= WORK INSTRUCTION =
Identify all lines in the data containing the string "func". Copy them out.

= INFORMATION SUPPLIED =
PR #4187, opened 2026-09-21
Drop nonce attribute from metabase

roman-khimov:


pkg/local_object_storage/metabase/version.go
```diff
@@ -344,3 +345,42 @@ func splitAttributeValueObjectID(b []byte) ([]byte, []byte, error) {
 
 	return b[:valEnd], b[valEnd+1:], nil
 }
+
+func migrateFrom11Version(db *DB) error {
+	err := updateContainersInterruptable(db, []byte{metadataPrefix}, dropNonceIndexes)
+	if err != nil {
+		return fmt.Errorf("drop __NEOFS__NONCE indexes: %w", err)
```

= WRITTEN REPLY =
@@ -344,3 +345,42 @@ func splitAttributeValueObjectID(b []byte) ([]byte, []byte, error) {
+func migrateFrom11Version(db *DB) error {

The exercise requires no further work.